|Authors||M. Zhang, Y. Li, S. Ali and T. Yue|
|Title||Uncertainty-Wise and Time-Aware Test Case Prioritization with Multi-Objective Search|
|Project(s)||U-Test: Testing Cyber-Physical Systems under Uncertainty: Systematic, Extensible, and Configurable Model-based and Search-based Testing Methodologies, The Certus Centre (SFI)|
|Publication Type||Technical reports|
|Year of Publication||2017|
|Publisher||Simula Research Laboratory|
|Keywords||Uncertainty-wise Testing; Test Case Prioritization; Multi-objective Search|
Context: Complex systems (e.g., Cyber-Physical Systems) that interact with the real world, behave in an unstipulated manner while operating in uncertain environments. Testing such systems in uncertainty is a big challenge. Devising uncertainty-wise testing solutions can be considered as a mandate for dealing with this challenge. Though uncertainty-wise testing is gaining attention in the last few years, industry-strengthening solutions are still missing.
Objective: Our objective is to propose uncertainty-wise test case prioritization approaches that can significantly improve the cost-effectiveness of test case execution to maximize the occurrence of uncertainty.
Method: In this paper, we identified and defined twenty uncertainty-wise, search-based, multi-objective test case prioritization problems. To solve these problems with multi-objective search algorithms, we defined twenty corresponding fitness functions based on various cost, effectiveness, and uncertainty measures.

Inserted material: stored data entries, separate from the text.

PR #627, opened 2023-08-29
Do not print test prefix

maciektr:
**Stack**:
- #651
- #650
- #649
- #629
- #628
- #626
- #627 ⬅
- #615
- #597
- #612

⚠️ *Part of a stack created by [spr](https://github.com/ejoffe/spr). Do not merge manually using the UI - doing so may have unexpected results.*

PR #626, opened 2023-08-29
Update cairo compiler revision

maciektr:
**Stack**:
- #651
- #649
- #628
- #626 ⬅
- #660
- #615
- #597
- #659
- #612

⚠️ *Part of a stack created by [spr](https://github.com/ejoffe/spr). Do not merge manually using the UI - doing so may have unexpected results.*

PR #615, opened 2023-08-25
Use ws solution per target kind

maciektr:
commit-id:75463384

---

**Stack**:
- #688
- #679
- #651
- #649
- #628
- #660
- #615 ⬅

⚠️ *Part of a stack created by [spr](https://github.com/ejoffe/spr). Do not merge manually using the UI - doing so may have unexpected results.*

PR #614, opened 2023-08-25
Add TestPlugin dependency

maciektr:
**Stack**:
- #630
- #629
- #628
- #626
- #627
- #615
- #614 ⬅
- #597
- #612
- #611

⚠️ *Part of a stack created by [spr](https://github.com/ejoffe/spr). Do not merge manually using the UI - doing so may have unexpected results.*

PR #628, opened 2023-08-29
Compile test targets

maciektr:
**Stack**:
- #627
- #626
- #615
- #614
- #597
- #612
- #611
- #596


scarb/src/ops/resolve.rs
```diff
@@ -337,7 +337,11 @@ fn is_integration_test(target: &Target, lib_target: Option<Target>) -> bool {
 
 /// Build a set of `cfg` items to enable while building the compilation unit.
 fn build_cfg_set(target: &Target) -> CfgSet {
-    CfgSet::from_iter([Cfg::kv("target", target.kind.clone())])
+    let mut cfg = vec![Cfg::kv("target", target.kind.clone())];
+    if target.is_test() {
+        cfg.push(Cfg::name("test"));
+    }
+    CfgSet::from_iter(cfg)
```
mkaput, line 344:
```suggestion
    let mut cfg = CfgSet::from_iter([
        Cfg::kv("target", target.kind.clone())
    ]);
    if target.is_test() {
        cfg.insert(Cfg::name("test"));
    }
    cfg
```

nitpick, isn't this simpler? :)

scarb/src/compiler/helpers.rs
```diff
@@ -31,3 +34,22 @@ pub fn collect_main_crate_ids(unit: &CompilationUnit, db: &RootDatabase) -> Vec<
...
+    file_name: &str,
+    description: &str,
+    target_dir: &Filesystem<'_>,
+    ws: &Workspace<'_>,
+    value: impl Serialize,
+) -> Result<()> {
+    let mut file = target_dir.open_rw(file_name, description, ws.config())?;
+    serde_json::to_writer(&mut *file, &value)
+        .with_context(|| format!("failed to serialize {file_name}"))
+}
```
mkaput, line 55: this helper is so simple that I wonder if we shouldn't just remove it

scarb/src/compiler/db.rs
```diff
@@ -39,10 +42,19 @@ fn build_project_config(unit: &CompilationUnit) -> Result<ProjectConfig> {
...
+                .clone()
+                .ends_with(DEFAULT_SOURCE_PATH)
+            {
+                CrateRootPath::Simple(component.target.source_root().into())
+            } else {
+                CrateRootPath::Entrypoint(DetailedEntrypointPath {
+                    entrypoint: component.target.source_path.clone().into(),
+                })
+            };
+            (component.cairo_package_name(), crate_root)
```
mkaput, line 57: ugh, this doesn't sound good as I see it now. This seems to be easily unifyable on API surface, perhaps we should fix compiler internal issues blocking this instead of convoluting its API?

scarb/src/compiler/compilers/test.rs
```diff
@@ -13,10 +17,44 @@ impl Compiler for TestCompiler {
...
+                    .print(TypedMessage::naked_text("diagnostic", &diagnostic));
+            }
+        });
+
+        diagnostics_reporter
+            .with_extra_crates(&main_crate_ids)
+            .ensure(db)?;
+
+        let test_compilation =
+            compile_test_prepared_db(db, starknet, main_crate_ids, test_crate_ids)?;
```
mkaput, line 47: This is **not** going to scale. All Scarb changes to root database flow will require upstream changes in the compiler. We need to be able to end-to-end control what happens with the root database. Perhaps compiler APIs should focus on collecting test-specific information only?

mkaput (changes requested):

scarb/src/compiler/compilers/test.rs
maciektr: Discussed offline.

scarb/src/compiler/db.rs
```diff
@@ -30,7 +34,42 @@ pub(crate) fn build_scarb_root_database(
         }
     }
 
-    b.build()
+    let mut db = b.build()?;
+    inject_virtual_wrapper_lib(&mut db, unit)?;
+    Ok(db)
+}
+
+fn inject_virtual_wrapper_lib(db: &mut RootDatabase, unit: &CompilationUnit) -> Result<()> {
```
mkaput, line 42: document please

scarb/src/compiler/db.rs
```diff
@@ -30,7 +34,42 @@ pub(crate) fn build_scarb_root_database(
...
+            })?;
+            let module_id = ModuleId::CrateRoot(crate_id);
+            let file_id = db.module_main_file(module_id).unwrap();
+            // Inject virtual lib file wrapper.
+            db.as_files_group_mut()
+                .override_file_content(file_id, Some(Arc::new(format!("mod {file_stem};"))));
+            Ok(())
+        })
+        .collect::<Result<Vec<()>>>()
+        .map(|_| ())
```
mkaput, line 72: Wouldn't it be easier to use a normal for loop here? 😅

mkaput (changes requested):

scarb/src/compiler/db.rs
```diff
@@ -30,7 +34,49 @@ pub(crate) fn build_scarb_root_database(
...
+                .file_name()
+                .map(|file_name| file_name != DEFAULT_MODULE_MAIN_FILE)
+                .unwrap_or(false)
+        })
+        .collect();
+
+    for component in components {
+        let crate_name = component.cairo_package_name();
+        let crate_id = db.intern_crate(CrateLongId::Real(crate_name));
+        let file_stem = component.target.source_path.file_stem().ok_or_else(|| {
```
mkaput, line 66: hmm, how this will react when we create a file `tests/ęśąćż.cairo` or `tests/file space.cairo`? both are not valid identifiers, are we validating these?

not a topic to fix in this PR, I'd rather create a bug report labelled as good first issue 😄

mkaput (approved):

Results: We performed a large-scale empirical evaluation to evaluate the well-known multi-objective search algorithms, i.e., NSGA-II, MOCell, SPEA2 and CellDE, and Random Search (RS), with five different use cases from two industrial CPS case studies to solve the twenty prioritization problems. Results showed that all the selected search algorithms significantly outperformed RS signifying that our identified test prioritization problems are complex. When comparing search algorithms, we observed that different search algorithms performed best regarding providing the best solutions for different uncertainty-wise prioritization problems. Based on the results, we provide recommendations to select search algorithms for different prioritization problems under different time budgets.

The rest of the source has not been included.